Issue #398, opened 2024-06-20
Error due to long link line: Refactor makefile so we can link more object files


manauref:
In some branches of the code (e.g. gk-g0-app_vp_cudss) compiling the code is resulting in this error after `make install`:

```
...
.cu.o cuda-build/zero/bc_twistshift_cu.cu.o cuda-build/zero/fem_poisson_perp_cu.cu.o cuda-build/zero/bc_basic_cu.cu.o cuda-build/zero/cart_modal_serendip_cu.cu.o cuda-build/zero/dg_diffusion_gyrokinetic_cu.cu.o cuda-build/zero/cart_modal_gkhybrid_cu.cu.o cuda-build/zero/dg_calc_vlasov_gen_geo_vars_cu.cu.o -L/scratch/gpfs/manaurer/gkeyll/code/g0-vp/gkylsoft/superlu/lib -L/scratch/gpfs/manaurer/gkeyll/code/g0-vp/gkylsoft/OpenBLAS/lib -Lcuda-build -L/usr/local/openmpi/cuda-11.1/4.1.1/gcc/lib64 -L/usr/lib64 -L/scratch/gpfs/manaurer/gkeyll/code/g0-vp/gkylsoft/cuDSS/lib/ -L. -lsuperlu /scratch/gpfs/manaurer/gkeyll/code/g0-vp/gkylsoft/OpenBLAS/lib/libopenblas.a  -lcublas -lcusparse -lcusolver -Xlinker "-rpath,/usr/local/openmpi/cuda-11.1/4.1.1/gcc/lib64" -lmpi -lnccl -Xlinker "-rpath,/scratch/gpfs/manaurer/gkeyll/code/g0-vp/gkylsoft/cuDSS/lib/" -lcudss   -lm -lpthread -ldl -o cuda-build/libgkylzero-install.so
make: execvp: /bin/sh: Argument list too long
make: *** [Makefile:364: cuda-build/libgkylzero.so] Error 127
make: *** Waiting for unfinished jobs....
make: *** [Makefile:374: cuda-build/libgkylzero-install.so] Error 127
```

This is on stellar-amd, building with nvcc 12.4.

One could actually reroute the output of `make install` to a file, and then manually copy that link command (~130k characters) into the terminal without a problem. So the issue is not the shell, but that the `make` command cannot execute such long line. Potential solutions include:
1. Refactor the makefile so we have several smaller linking steps.
[...]

PR #482, opened 2024-09-26
Change makefile to avoid long link line error

manauref:
As the makefile is currently written we can encounter an error about long link lines, see issue #398 

In the past we avoided this problem by reducing the number of characters in the folder names build/ and cuda-build/ by renaming them bld/ and cubld/.

Here we offer another solution, where we dump the object files in the the long link line into a temporary file, then invoke that file in the link command.

I tested this on my Mac (make 3.81), on stellar-amd and on perlmutter-gpu (make 4.2.1). They all produced working executables, for regression tests and input files outside of gkylzero/. I also ran them with MPI and with NCCL.


ammarhakim (approved):
Ready for merge

JunoRavin (approved):

PR #486, opened 2024-09-29
Gk g0 app transdim maxwell

Maxwell-Rosen:
Adding a regression test for the translate dimension functionality


regression/rt_gk_wham_translate_dim_gyrokinetic_2to3x.c
```diff
@@ -0,0 +1,1165 @@
+#include <math.h>
```
manauref, line 1: @Maxwell-Rosen please rename this test rt_gk_wham_2xIC_3x2v_p1

translate_dim is just the name of the updater and only makes sense to developers, but the capability involves a bit more than that, and you are testing the whole thing here.

manauref (changes requested):
@Maxwell-Rosen the comments don't mention it, but is the test valgrind clean?

PR #487, opened 2024-10-01
Fix an error in the eval_cubic_wgrad2 function

akashukla:
This is a bug fix that affects mirror geometry on the magnetic axis. Before commit 4ce1631, there was a memory error that obscured this issue. When @manauref was trying to run mirror calculations post this commit, he noticed the error. We have tracked it back to this mistake which fixes the issue.

Error in the eval_cubic_wgrad2 function in dg_basis_ops: Accidentally returned only one of the second derivatives and the mixed partial rather than both second derivatives and the mixed partial. (This is for the 2x case). This was breaking on axis calculation of bmag for the mirror.

This wgrad2 function is supposed to return f, d^2f/dx^2, d^2f/dy^2, and d^2f/dxdy which it now does.

### DIFF
--- a/zero/dg_basis_ops.c
+++ b/zero/dg_basis_ops.c
@@ -622,6 +622,7 @@ eval_cubic_wgrad2(double t, const double *xn, double *fout, void *ctx)
 
   fout[0] = ectx->basis.eval_expand(eta, fdg);
   if (ectx->ndim > 1) {
+    fout[1] = eval_laplacian_expand_2d_tensor_p3(0, eta, fdg);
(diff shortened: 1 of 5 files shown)


manauref (changes requested):
@akashukla my impression is that line 230 of efit.c is still missing a minus sign. Can you check this?

Also, looking at the public header file for dg_basis_ops we find things like
```
  evalf_t eval_cubic_wgrad; // function pointer to evaluate the cubic & its gradient
```
which although say what they do, they don't show the signature, how to use it, or how to interpret the outputs. Could this be improved please?

manauref (approved):

JunoRavin (approved):

PR #492, opened 2024-10-10
All tetrad-related work, GR Maxwell equations, and coupled fluid-Einstein equations

JonathanGorard:
This branch contains several core additions to Gkeyll's burgeoning GR framework, with the principal ones being:

- New functionality for handling Maxwell's equations in curved spacetime (in strongly hyperbolic form) with `wv_gr_maxwell`. Initial prototyping work has been done to try to introduce a fully covariant version of the hyperbolic divergence cleaning approach to the curved spacetime Maxwell equations, although this remains incomplete, and has been disabled at present;
- New functionality for evolving general relativistic Euler equations with an ultra-relativistic equation of state with `wv_gr_ultra_rel_euler` (in contrast to the existing functionality for handling ideal gas equations of state, since in the ultra-relativistic case the fluid density and pressure are no longer algebraically independent, and so the baryonic number density equation does not need to be evolved, and the conservative-to-primitive variable reconstruction algorithm may be dramatically simplified using the approach of [Neilsen and Choptuik](https://arxiv.org/abs/gr-qc/9904052));
- Tetrad-basis representations of all general relativistic equation objects, alongside their standard curved spacetime variants (thus allowing for direct comparison between the two), namely `wv_gr_euler_tetrad`, `wv_gr_ultra_rel_euler_tetrad`, and `wv_gr_maxwell_tetrad`. These equation systems work by calculating a flat spacetime form of the flux and then applying a post-hoc geometric correction, rather than calculating the curved spacetime fluxes directly;
- Initial prototyping work on coupled fluid-Einstein equations in plane-symmetric Gowdy spacetimes using the so-called "Medium" formalism of [Barnes, Lefloch, Schmidt and Stewart](https://iopscience.iop.org/article/10.1088/0264-9381/21/22/003), with `wv_gr_medium`. This has primary been done as a proof-of-concept demonstration that the kinds of finite-volume numerical algorithms currently implemented within the g0 moment app can indeed be used to evolve the Einstein equations in addition to hydrodynamic and electromagnetic ones, and that we need not restrict ourselves only to stationary spacetime metrics going forward. There is much more to be done here, but initial validation of the approach has been successful.

All of the new equation systems described above have been validated using both new unit tests (for instance, allowing one to compare the fluxes obtained through the tetrad-first flat spacetime flux correction approach vs. the fluxes obtained using the direct curved spacetime flux calculation approach) and new regression tests. There has also been substantial cleanup of various aspects of the GR code, including simplification of our Roe solver code (since, thanks to the tetrad-first approach, we need only worry about having an SR Riemann solver working in most cases) and streamlining of our handling of source terms thanks to the new moment source refactor.

In the medium-term, although Roe and Lax fluxes have been useful for initial prototyping and validation of these algorithms, I would ideally like for us to start transitioning to using some kind of intermediate approximate Riemann solver (Lax is typically too diffusive, Roe is typically too fragile and oscillatory), such as HLL, for our general relativistic equation systems. However, I wanted to open a PR for this functionality sooner rather than later, lest the branch become too far out-of-sync with `main`.


ammarhakim (approved):
Ready for merge once Jimmy approves.

JunoRavin:
My only concern is that there are still a number of places in the GR code where we are doing internal mallocs, and I feel like we should avoid this at all costs. Is there a reason we do not allocate these arrays on the stack? https://github.com/ammarhakim/gkylzero/blob/2c9c1047337cf61060900936180c90bd5956f843/zero/wv_gr_euler.c#L23

I understand there are a couple of places, like with the inverse spatial metric, where right now it might still make sense to do a malloc and we can fix this later, but in these functions I do not understand why we are doing mallocs.

JonathanGorard:
@JunoRavin Thanks! Most of the internal mallocs used in things like flux computations, source computations, and primitive variable reconstruction, have now been replaced with stack-allocated arrays. You're correct that there are still a few places, such as in the computation of inverse spatial metric tensors, where it still makes sense to use dynamically allocated memory - eventually I would like to wrap all of these in some kind of `gkyl_tensor` object that handles the memory management automatically (allocating on the stack wherever possible). We should revisit this soon, but for now I think this will do.

JunoRavin (approved):

PR #1029, opened 2026-05-26
[PR] Implementation of a BGK static source

Antoinehoff:
This PR is related to DR #1022 

We implement here the static BGK source operator to relax the distribution function towards a user provided equilibrium at a user provided rate, i.e.
```math
S_{BGK} = -\nu_{eq} (x,y,z) \left[ f - f_{eq}(x,y,z,v_\parallel, \mu) \right]
```
where $\nu_eq$ and $f_{eq}$ are static relaxation frequency and equilibrium distribution function, respectively, provided by the user.

Below, we present some results obtained with the 2x2v Cyclone Base Case (CBC) regression test. These require also #1019 to be stable.

### Initial condition freeze 🥶 
We check first that it is possible to maintain the initial conditions. We set $\nu_eq = 10^6$ Hz and $f_{eq} = f_0$, $f_0$ being the initial condition for both electrons and ions.

_evolution of the profiles along x_

image

_evolution of the profiles along z_

image

We see that the system keeps the profiles constant thanks to the static BGK source, aside of a steady state potential and flow that develops in a time scale faster than the relaxation rate (<1$\mu$s). This is a consequences of a non canonical Maxwellian IC. At t=0, the potential and the flows are 0 and the density are equal everywhere. However, this system is not a steady state solution of the GK equation. Even with a static BGK source trying to maintain this state, the plasma finds an equilibrium with a non zero potential, flow and charge density and displays a geodesic acoustic mode (GAM).

We also see that we can control the damping of the oscillations by modifying the relaxation rate:
_left to right:_ $\nu_eq = 10^7, 5\times 10^6, 10^6$ Hz
Screenshot 2026-05-22 at 3 04 01 PM

### Buffer regions and Cyclone Base Case like simulation
We can now use the static BGK source to create buffer regions where the plasma should not vary. We use a setup inspired from V. Grandgirard et al. / Computer Physics Communications 207 (2016) 35–68.
The relaxation rate is now given a spatial dependency, following:
```math
\nu_{eq}= \nu_{eq,0}\, H(x)
```
where
```math
H(x) = 1 + \frac{1}{2} \left[ \tanh \left( \frac{x - x_{\max} + B_l L_x}{B_s L_x} \right) - \tanh \left( \frac{x - x_{\min} - B_l L_x}{B_s L_x} \right) \right]
```

Without the buffer spurious oscillations due to the unphysical Dirichlet BC applied to $\phi$ at the outer radial wall occur

image

With the buffer activated, we see that the fast scale oscillations are quickly damped, putting in evidence clean GAMs (with the correct frequency)

image

This allows us to run a Cyclone Base Case simulation
image

## Diagnostics
The static BGK source diagnostics consist in 
- The equilibrium function `[sim_prefix]-[ion/elc]_source_bgk_feq_0.gkyl`
- The relaxation rate `[sim_prefix]-[ion/elc]_source_bgk_rate_0.gkyl`
- The integrated primary moments of the total source term `[sim_prefix]-[ion/elc]_source_bgk_integrated_M0M1M2.gkyl`
Here is the evolution of these moments in a CBC simulation with buffer regions:

Screenshot 2026-05-23 at 11 42 12 AM

## Additional modifiations

This PR also refactor the `gk_species_source_bgk.c` in various ways:

- We now name the equilibrium function `feq` and not `fmax` as it can be used for any distribution function.
- We reduce the code duplication in initialization and release phase.
- We adapt the diagnostics to allow a diagnostic during the RHS computation for the static BGK source. This is required to get integrated moments of $\nu(f - f_{eq})$ without creating a new full phase space array.

## Limitation: lack of implicit relaxation and future reorg.
Because the static BGK relaxation is implemented via the source operator, it does not currently support implicit relaxation. One might want an extremely high relaxation rate to create a mask region in a volume of the domain. However, this is for now not doable since migrating the feature in the collision operator would prevent us to use any other physical collision model.


core/zero/gkyl_eqn_type.h
```diff
@@ -2,36 +2,36 @@
 
 // Identifiers for various equation systems
 enum gkyl_eqn_type {
-  GKYL_EQN_EULER,     // Euler equations
```
manauref, line 5: i think you should undo changes to this file. They are not related

manauref (changes requested):
@Antoinehoff i'm sorry to have to do this (because I suggested what you did), and we can discuss offline, but I think this should be done with the BGK collision operator instead. That is because:
1. The BGK source was meant to source things, given M0, M1, M2 rates. It's not really meant to do the job of relaxation, that's what BGK collisions are for.
2. You may not want a strong relaxation rate, but someone might. In that case implicit relaxation will be necessary, and you get that for free by doing this with BGK collisions.
3. The ability to specify f_eq in BGK collisions is something that already exists/has been used in Vlasov, so we'd be staying consistent with that.
We can wait for a second opinion from @JunoRavin if you want.

core/zero/gkyl_eqn_type.h
JunoRavin: We should not need to specify numbering in enums now that we're not having to convert between C and Lua in the Lua ffi interface. I don't think this is necessary (and it being 1-indexed is especially weird in my opinion and I don't think is correct downstream).

Antoinehoff: done

Antoinehoff:
> @Antoinehoff i'm sorry to have to do this (because I suggested what you did), and we can discuss offline, but I think this should be done with the BGK collision operator instead. That is because:
> 
> 1. The BGK source was meant to source things, given M0, M1, M2 rates. It's not really meant to do the job of relaxation, that's what BGK collisions are for.
> 2. You may not want a strong relaxation rate, but someone might. In that case implicit relaxation will be necessary, and you get that for free by doing this with BGK collisions.
> 3. The ability to specify f_eq in BGK collisions is something that already exists/has been used in Vlasov, so we'd be staying consistent with that.
>    We can wait for a second opinion from @JunoRavin if you want.

1. Collisions are supposed to relax to a Maxwelian distribution but the BGK source here is meant to relax to an arbitrary function so I find using "collision" for that misleading.
2. Ok I could see that we may want to have a fixed function region (as a mask) somewhere inside the domain for example, and this is not doable with BCs.
3. I wasn't aware of that. The thing is, can we declare two collision operators? Because one may want to add also a collision operator to such simulations and allowing to setup the buffer with `bgk_source` lets the collision operator free.

Otherwise we could maybe create a separate `.buffer` structure but it would be reducing the range of application.

manauref:
3. This is a showstopper to putting this in bGK collisions. So we'll leave it in BGK source for now. When we have time we'll move it over (I think there's a `detach` branch where I upgraded collisions to allow multiple collisions ops (to have an LBO-BGK hybrid for detachment)

Antoinehoff:
> 3. This is a showstopper to putting this in bGK collisions. So we'll leave it in BGK source for now. When we have time we'll move it over (I think there's a `detach` branch where I upgraded collisions to allow multiple collisions ops (to have an LBO-BGK hybrid for detachment)

Ok I will write a limitation section to try to rehearse what was discussed.

gyrokinetic/apps/gkyl_gyrokinetic_priv.h
```diff
@@ -1252,7 +1259,8 @@ struct gk_neut_species {
 struct gk_field {
   struct gkyl_gyrokinetic_field info; // Data for field.
 
-  enum gkyl_gkfield_id gkfield_id;
+  enum gkyl_gkfield_id gkfield_id; // Field solver ID.
+  enum gkyl_gyrokinetic_bc_type bc_par_phi; // Parallel BC to enforce on phi.
```
manauref, line 1299: shouldn't be in this PR

gyrokinetic/apps/gkyl_gyrokinetic_priv.h
```diff
@@ -1388,6 +1396,8 @@ struct gkyl_gyrokinetic_app {
   struct gkyl_range global_upper_skin[GKYL_MAX_DIM];
   struct gkyl_range global_upper_ghost[GKYL_MAX_DIM];
 
+  // Range extended in parallel direction (for TS BCs).
+  struct gkyl_range global_par_ext, local_par_ext;
```
manauref, line 1436: i don't think this should be in this PR

gyrokinetic/apps/gkyl_gyrokinetic_priv.h
```diff
@@ -1033,6 +1039,7 @@ struct gk_species {
   struct gkyl_range global_lower_ghost[GKYL_MAX_DIM];
   struct gkyl_range global_upper_skin[GKYL_MAX_DIM];
   struct gkyl_range global_upper_ghost[GKYL_MAX_DIM];
+  struct gkyl_range local_par_ext; // Range extended in parallel direction for TS BC.
```
manauref, line 1076: don't think this should be in this PR

manauref (changes requested):
I think eventually this operation should go into the BGK collision operator, but cause putting it there now would prevent us from adding collisions, we'll put it in the BGK source.

Since this is in a temporary placeholder (module), I think you should insert it without changing the rest of the BGK source modulte. I see you changed a bunch of things, like names of variables, that are used for other BGK source types, and that shouldn't happen. One reason I'm particularly protective is that the Gkeyll-EIRENE coupling is fragile, and I don't want to jeopardize it.

Do you think you can insert this new option without changing anything the existing options use?

gyrokinetic/apps/gkyl_gyrokinetic_priv.h
Antoinehoff: this is because I anticipated the merge of the core only branch which should occur very soon I hope...

Antoinehoff:
This is the comparison of ion integrated moments of the sheath heating regression test (`rt_gk_sheath_heat_source_2x2v_p1.c` between `main` and this PR:

#### `main`
image

#### PR
image

A very small discrepancy in c1 which is the parallel flow which should be zero in both case so I think the only difference is due to machine precision.

Antoinehoff:
So we observed with @manauref that the `rt_gk_multib_step_eirene_2x2v_p1.c` regression test is non deterministic in `main` and the initial `dt` is not always the same and so the `runregression run check` tool is sometimes failing and sometimes not within `main` itself. It is then hard to check if this branch does not break the eirene interface, though we see that this PR does not make this issue worse.

manauref (approved):

JunoRavin (approved):

PR #1030, opened 2026-05-26
[PR] Fix nodal range initialization to use global dimensions in geometry GK write geom

Antoinehoff:
This bug introduced in PR #992 was silent in 2x2v but makes 3x2v multi GPU run fails because of a `if (rank ==0)` statement followed by the usage of `local` ranges to write a global array.

This was introduced by a new code snippet to write nodal coordinates. I did not check if the fix is modifying the output.

### DIFF
--- a/gyrokinetic/apps/gyrokinetic.c
+++ b/gyrokinetic/apps/gyrokinetic.c
@@ -1181,19 +1181,26 @@ gkyl_gyrokinetic_app_write_geometry(gkyl_gyrokinetic_app* app, struct gkyl_gk_ge
 
   if (rank == 0) {
     // Create Interior Nodal Range and Grid and Write Nodal Coordinates
-    struct gkyl_array* mc2pint_nodal = mkarr(false, 3, app->gk_geom->nrange_int.volume);
+    // nrange_int must be sized from app->global (not the per-rank local nrange_int)
+    int num_quad_points_int = app->poly_order + 1;
+    int num_nodes_int[GKYL_MAX_CDIM];
+    for (int d=0; d<app->grid.ndim; ++d)
+      num_nodes_int[d] = gkyl_range_shape(&app->global, d) * num_quad_points_int;
+    struct gkyl_range nrange_int_global;
+    gkyl_range_init_from_shape(&nrange_int_global, app->grid.ndim, num_nodes_int);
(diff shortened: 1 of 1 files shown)


gyrokinetic/apps/gyrokinetic.c
```diff
@@ -1181,19 +1181,26 @@ gkyl_gyrokinetic_app_write_geometry(gkyl_gyrokinetic_app* app, struct gkyl_gk_ge
 
   if (rank == 0) {
     // Create Interior Nodal Range and Grid and Write Nodal Coordinates
-    struct gkyl_array* mc2pint_nodal = mkarr(false, 3, app->gk_geom->nrange_int.volume);
+    // nrange_int must be sized from app->global (not the per-rank local nrange_int)
+    int num_quad_points_int = app->poly_order + 1;
```
Maxwell-Rosen, line 1185: This can be found in the basis rather than hard coding it

Antoinehoff: what is hard coded?

Antoinehoff: next time @Maxwell-Rosen I really want you to propose a solution instead of just raising a problem

JunoRavin: @Maxwell-Rosen your addition to the basis object is not appropriate here because you added num_quad for the basis (which could be 3x), but this number of nodes has to be constructed dimension by dimension so that we can utilize gkyl_range_init_from_shape (and thus you have the total number of nodes in x in the [0] entry of num_nodes_int, the total number of nodes in y in the [1] entry of num_nodes_int, and so on).

JunoRavin (approved):
The structure of this range initialization follows https://github.com/ammarhakim/gkeyll/blob/main/gyrokinetic/zero/gkyl_gk_geometry_priv.h#L47 but for the global range so that the IO works. The fact that this is needed suggests we have some significant cleanup to undertake on the geometry organization (especially with respect to writing out geometry information), but considering simulations cannot be run at all until this change is merged, it should be merged with the team making a note for a larger discussion on geometry.

akashukla (approved):
Good catch, this was a mistake.

PR #1032, opened 2026-05-28
MB Diffusion Fix

akashukla:
For anomalous diffusion, the diffusion coefficient in computational coordinates is nu = g^{xx} J D. This differs by a factor of dz at radial MB boundaries (The same factor which appears in the surface elements at the boundary). The diffusion coefficient in the ghost cell needs to be rescaled by this ratio to ensure particle conservation. With this fix, my production simulations finally settle to the right particle and energy output in steady state.


manauref (approved):

Antoinehoff (approved):
good catch!

PR #1034, opened 2026-05-28
Gk ai sheath surf bimpactangle

Antoinehoff:
Change the representation of impact angle in the surrogate call (see PR #1033 )


Antoinehoff (commented):
I compared both representations using TCV 2x2v regression test:
`volume representation`
```
alpha = 4.28602
alpha = 4.0931
```
`surface representation`
```
alpha = 4.38445
alpha = 4.178780
```

PR #1040, opened 2026-06-02
Intermediate 3x GK MB infra

manauref:
This provides partial work to do 3x multiblock sims with limiters or divertors, and some work for single-block sims with numerical equilibrium for limited shots.

IMPORTANT: this PR deprecates the use of IWL BC options in the species BC tables (continuing the work in Issue #1003 ). Now for limited clopen simulations:
- Use the species BC table to specify the BC at the limiter plate.
- Give the geometry the LCFS.
If the LCFS is present, the app will automatically do what it needs to do (e.g. apply twist-shift in the core) under the hood.

Regarding 3x MB diverted shots:
1. An initial TCV-X21 input file is added. We also add a 3x SOL AUG input file meant to reproduce a single block sim. 
2. There are still some major improvements needed for 3x diverted shots to work and become routine. Some of these include:
- Need to deal with production of high-k modes at twist-shift boundaries.
- Need to improve the perpendicular poisson solver so that we don't need radially-connected blocks to have the same x resolution.
- Need to improve parallelism to give us more flexibility on how we map MPI processes to cuts/blocks.
- Need to test (resolution) convergence.

Finally:
There are no results from this PR. I just want to merge infra before:
- more work goes into 3x MB and the branch becomes too huge
- we put this aside for a little while and forget exactly what happened here
- other work on TS BCs (do deal with high-k) happens in other branches
So the emphasis of the PR review should be to ensure current capabilities don't break.


manauref:
I ran a production TCV IWL 3x2v case for several hundred microseconds and the result look essentially the same as in main, e.g. here's the ion density at the outboard midplane (y=0) over time:

image

and the corresponding regression test gave exactly zero difference with main (the production case doesn't give 0 difference because it was run on GPUs and those introduce tiny nondeterminism).

Antoinehoff (approved):

gyrokinetic/apps/gk_field_2x3x.c
```diff
@@ -506,34 +441,36 @@ gk_field_fem_release_2x3x(const gkyl_gyrokinetic_app *app, struct gk_field *f)
 
   gkyl_array_integrate_release(f->calc_em_energy);
 
-  // Release TS updaters.
-  if (f->bc_par_phi == GKYL_BC_GK_FIELD_TWISTSHIFT) {
+  if (app->gk_geom->has_LCFS) {
+    // Release IWL updaters.
```
tnbernard: Minor comment: "IWL" is not very general. What if the geometry is diverted? Should this be "TS" instead?

gyrokinetic/apps/gk_neut_species_fluid.c
```diff
@@ -228,7 +228,7 @@ gk_neut_species_fluid_init(struct gkyl_gk *gk, struct gkyl_gyrokinetic_app *app,
   ns->local = app->local;
 
   // Keep a copy of num_periodic_dir and periodic_dirs in species so we can
-  // modify it in GK_IWL BCs without modifying the app's.
+  // modify it in IWL BCs without modifying the app's.
```
tnbernard: Again I thought we are avoiding "IWL"

gyrokinetic/apps/gk_neut_species_kinetic.c
```diff
@@ -675,7 +675,7 @@ gk_neut_species_kinetic_init(struct gkyl_gk *gk, struct gkyl_gyrokinetic_app *ap
     s->local, s->local_ext, s->local_vel, s->local_ext_vel, app->use_gpu);
 
   // Keep a copy of num_periodic_dir and periodic_dirs in species so we can
-  // modify it in GK_IWL BCs without modifying the app's.
+  // modify it in IWL BCs without modifying the app's.
```
tnbernard: Same comment about "IWL"

gyrokinetic/apps/gk_species.c
```diff
@@ -1448,7 +1434,7 @@ gk_species_init(struct gkyl_gk *gk_app_inp, struct gkyl_gyrokinetic_app *app, st
   gkyl_velocity_map_write(gks->vel_map, gks->comm, app->name, gks->info.name);
   
   // Keep a copy of num_periodic_dir and periodic_dirs in species so we can
-  // modify it in GK_IWL BCs without modifying the app's.
+  // modify it in IWL without modifying the app's.
```
tnbernard: Same "IWL" comment

tnbernard (approved):
Have some minor cosmetic comments but otherwise looks ok.

gyrokinetic/apps/gk_field_2x3x.c
manauref: true, i'll change

gyrokinetic/apps/gk_neut_species_fluid.c
manauref: ja this isn't accurate. Will change.

gyrokinetic/apps/gk_species.c
manauref: also not accurate. will change

PR #1041, opened 2026-06-04
[PR] extension of the dg bin op unit test for subspace accumulation

Antoinehoff:
This PR extends the unit test `ctest_dg_bin_ops.c` to verify that we can perform an operation of the type

```math
h(x,y,z) = g(x,y,z) + \alpha f(x),
```

using `gkyl_dg_mul_conf_phase_op_accumulate_range`, which was previously untested. We do that by initalizing an array of ones in the full space $a(x,y,z)=1$ and use it as a multiplication factor in `gkyl_dg_mul_conf_phase_op_accumulate_range`. It is worth noting that the latter routine was not tested in any unit test previously.

### Context

This operation is useful to perform substraction of the flux surface average i.e.
```math
\phi \leftarrow \phi - \langle \phi \rangle_{yz}.
```

### Limitations

The sub-dimensional array **must share the first n dimensions** with the full dimensional one. In other word, one cannot do something like,
```math
h(x,y,z) = g(x,y,z) + f(y),
```
but this is outside of the current scope of interest and would require reworking the `gkyl_dg_mul_conf_phase_op_accumulate_range` routine.

As a last comment, one could consider renaming `gkyl_dg_mul_conf_phase_op_accumulate_range` to something like `gkyl_dg_mul_subspace_op_accumulate_range` to put in evidence it's more general capabilities.

### DIFF
--- a/core/unit/ctest_dg_bin_ops.c
+++ b/core/unit/ctest_dg_bin_ops.c
@@ -88,13 +88,13 @@ test_1d(int poly_order, bool use_gpu)
   gkyl_cart_modal_serendip(&basis, ndim, poly_order);
 
   // projection updater for dist-function
-  gkyl_proj_on_basis *projDistf = gkyl_proj_on_basis_new(&grid, &basis, poly_order+1, 1, f_1d, NULL);
-  gkyl_proj_on_basis *projDistg = gkyl_proj_on_basis_new(&grid, &basis, poly_order+1, 1, g_1d, NULL);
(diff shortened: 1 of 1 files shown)


Antoinehoff:
@JunoRavin, @manauref, the new test fails for $p=2$, any idea why?

Antoinehoff:
> @JunoRavin, @manauref, the new test fails for p = 2 , any idea why?

Actually it passes if I set the acceptable error level to be 1e-11 instead of 1e-12

JunoRavin (approved):

ammarhakim (approved):
Ready to merge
+--
ABOUT THIS EXERCISE — Which lines hold the word "spatial"? Copy each of them from the records.

YOUR RESPONSE —
I understand there are a couple of places, like with the inverse spatial metric, where right now it might still make sense to do a malloc and we can fix this later, but in these functions I do not understand why we are doing mallocs.
@JunoRavin Thanks! Most of the internal mallocs used in things like flux computations, source computations, and primitive variable reconstruction, have now been replaced with stack-allocated arrays. You're correct that there are still a few places, such as in the computation of inverse spatial metric tensors, where it still makes sense to use dynamically allocated memory - eventually I would like to wrap all of these in some kind of `gkyl_tensor` object that handles the memory management automatically (allocating on the stack wherever possible). We should revisit this soon, but for now I think this will do.
The relaxation rate is now given a spatial dependency, following:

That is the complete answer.